> WORK ITEM: Looking at the data below, count the lines that contain the string "include". Write only the total.

──────── EXTRACTED DATA

Issue #2129, opened 2023-08-28
Allow specifying root directory for the project sources


vadz:
For various reasons, I can't have Premake files in the root directory of the project, but have to put it into a subdirectory, let's call it `build/premake`. This means that even my simplest project definitions look like this:

```lua
project "foo"
  kind "StaticLib"
  symbols "On"

  local srcdir = "../../foo/"

  vpaths {
     ["Source Files"] = srcdir .. "**.cpp",
     ["Header Files"] = srcdir .. "**.h",
  }

  includedirs { srcdir .. "include" }

  files {
    srcdir .. "include/foo/bar.h",
    -- a dozen more of them...
    srcdir .. "src/foo/foo.cpp",
    -- and a dozen more of those...
  }
```

Having to write `srcdir ..` everywhere is aggravating.

My existing build system allows to do this instead
```
srcdir ../../foo; // This line makes all the paths relative to this directory.

library foo {
  includedirs = include;

  headers {
    include/foo/foo.h
    ...
  }

  sources {
    src/foo/foo.cpp
    ...
  }

}
```

and I find this much more convenient.

So I wonder if a similar option could be added to Premake? I'd be willing to implement it, but I'd appreciate any hints about how to do it because I am not sure how to get an option set at the current project level in `translate()` function which is where, I think, prepending of `srcdir` should be implemented.

Jarod42:
I wonder if [`os.chdir`](https://premake.github.io/docs/os.chdir) would do the job.
Else I would look at `premake.field.kind("path",`.

vadz:
I thought I could use `basedir()` for this somehow, but I didn't find a way to make it work.

Jarod42:
[`basedir`](https://premake.github.io/docs/basedir/) seems indeed a good track.

PR #2303, opened 2024-10-16
Allow using basedir as a root base directory for files and paths.

tritao:
**What does this PR do?**

This adds some improvements to `basedir` so it can be used to specify a base directory for `file`, `path` and `directory` fields.

Previously it only could be used for tokens, but now it can also affects paths, so depending on the order it's set, it might provide different results.

Another option would be to go with a new `srcdir`, that also seems like a reasonable approach to take.

So feel free to provide some feedback if you have preferences how this should work.

Closes https://github.com/premake/premake-core/issues/2129.

### DIFF
--- a/src/_premake_init.lua
+++ b/src/_premake_init.lua
@@ -51,7 +51,8 @@
 	api.register {
 		name = "basedir",
 		scope = "project",
-		kind = "path"
+		kind = "path",
+		cwdAsBase = true
 	}
 
 	api.register {
--- a/src/base/api.lua
+++ b/src/base/api.lua
@@ -148,7 +148,8 @@
 		-- if I have an existing instance, create a new configuration
 		-- block for it so I don't pick up an old filter
 		if instance then
-			configset.addFilter(instance, {}, os.getcwd())
+			local basedir = p.api.scope.current.basedir or os.getcwd()
+			configset.addFilter(instance, {}, basedir)
 		end
 
 		-- otherwise, a new instance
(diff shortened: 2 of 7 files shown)


nickclark2016:
This reads as an extension of existing behavior, rather than breaking the existing behavior.  Would this be a correct interpretation of your goals?

nickclark2016:
> This reads as an extension of existing behavior, rather than breaking the existing behavior. Would this be a correct interpretation of your goals?

@tritao Just pinging for response here

nickclark2016:
We are still in API break territory since we haven't hit 5.0. It could be worth some investigation into projects using Premake to see if they're using the undocumented behavior (hopefully no Hyrum's Law yet).

nickclark2016:
The more I think about this, I think the better it is to get the @premake/full-team thoughts, since it would be a potentially breaking change for some.

samsinsane:
I don't think I'm really following what `basedir` currently does from what has been said, and the docs suggest it should do what the current PR implements - so I'm not sure what `basedir` is for, but if the functionality is different then maybe we should have a new API to avoid the inevitable complaints.

I haven't tested anything, but does `files { "**.cpp" }` give different results after each call to `basedir`? For example:
```lua
basedir "a"
files { "**.cpp" }
basedir "b"
files { "**.cpp" }
```

Is this the equivalent of `files { "a/**.cpp", "b/**.cpp" }`? If not, should it be? I didn't see a test for this, so should probably include that regardless of which way it works.

What do the changes in `oven.lua` do? I might be wrong, but I don't think it's required for the `api.lua` changes?

nickclark2016:
Personally, I'm fine with breaking the API here. At a minimum, it's a pretty minor break and we can put it in the release notes. Can you provide a minimum example of what would break?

────────────────

> ANSWER TO THE PROBLEM: 5